Referring to FIG. 7, in an exemplary embodiment, the trigger stimuli 18 includes a high intensity focused ultrasound that is applied to the selectively decoupling adhesive layer 16. In particular a plurality of ultrasonic waves (trigger stimuli 18) are focused at the selectively decoupling adhesive layer 16. A waveguide 201 may be used to allow for sufficient signal travel path for steering and focusing of the signals to form a focal point 202 at the selectively decoupling adhesive layer 16, thereby causing plastic wave propagation and/or heat generation through the selectively decoupling adhesive layer 16. Steering and focusing multiple elements to the focal point 202 enables ultrasound to pass through the other portions of the battery assembly 205 without damage. Decoupling may be induced from high intensity ultrasound in the form of excessive heat, vibration, or cavitation. If there is a direct path to the selectively decoupling adhesive layer 16, a single signal with a sufficiently high (e.g., destructive) amplitude can be used.

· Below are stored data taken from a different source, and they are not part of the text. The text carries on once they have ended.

PR #1430, opened 2026-06-24
Add's Plant Bags Into the Hydroponics Crate

OverusedMeme:
## About the PR
Added Two Plant Bags to the hydroponics crate

## Why / Balance
I saw a feedback post on it, found it odd that the crate that has  hydro gear except plant bags, which make botany less irksome to do. Made it a total of two since one bag fills rather quickly and two makes trips more worth while. 

**Changelog**
:cl:
- add: Added two plant bags to the hydroponics crate


deepdarkdepths:
`AU14CrateHydroponics storage fill is too large.
Assert.That(size, Is.LessThanOrEqualTo(entStorage.Capacity))
  Expected: less than or equal to 30
  But was:  32`

Either remove something from the crate or make it its own crate. It might just spawn on top of the crate in-game so idk how much you have to worry about this. Test it

maertayn:
Holy shit i'm an idiot, it was 2 fuxking lines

Referring to FIG. 8, in an exemplary embodiment, the battery assembly 205 further includes an additional primary adhesive layer 114 that is disposed between the selectively decoupling adhesive layer 16 and the battery component portion 12. As illustrated, the selectively decoupling adhesive layer 16 is directly coupled to the additional primary adhesive layer 114 and indirectly coupled to the battery component portion 12 via the additional primary adhesive layer 114. In an exemplary embodiment, the trigger stimuli 18 includes force that is applied in an in-plane tensile mode to the selectively decoupling adhesive layer 16, which elongates to decouple the battery component portions 10 and 12. In an exemplary embodiment, the adhesive may be a relatively high strain to failure elastomer including, for example, natural or synthetic based rubber adhesives or neoprene based adhesives. The elastomer adhesive layer could be a monolayer or have a foam core layer and elastomeric shell layers.

While the best modes for carrying out the disclosure have been described in detail, those familiar with the art to which this disclosure relates will recognize various alternative designs and embodiments for practicing the disclosure within the scope of the appended claims.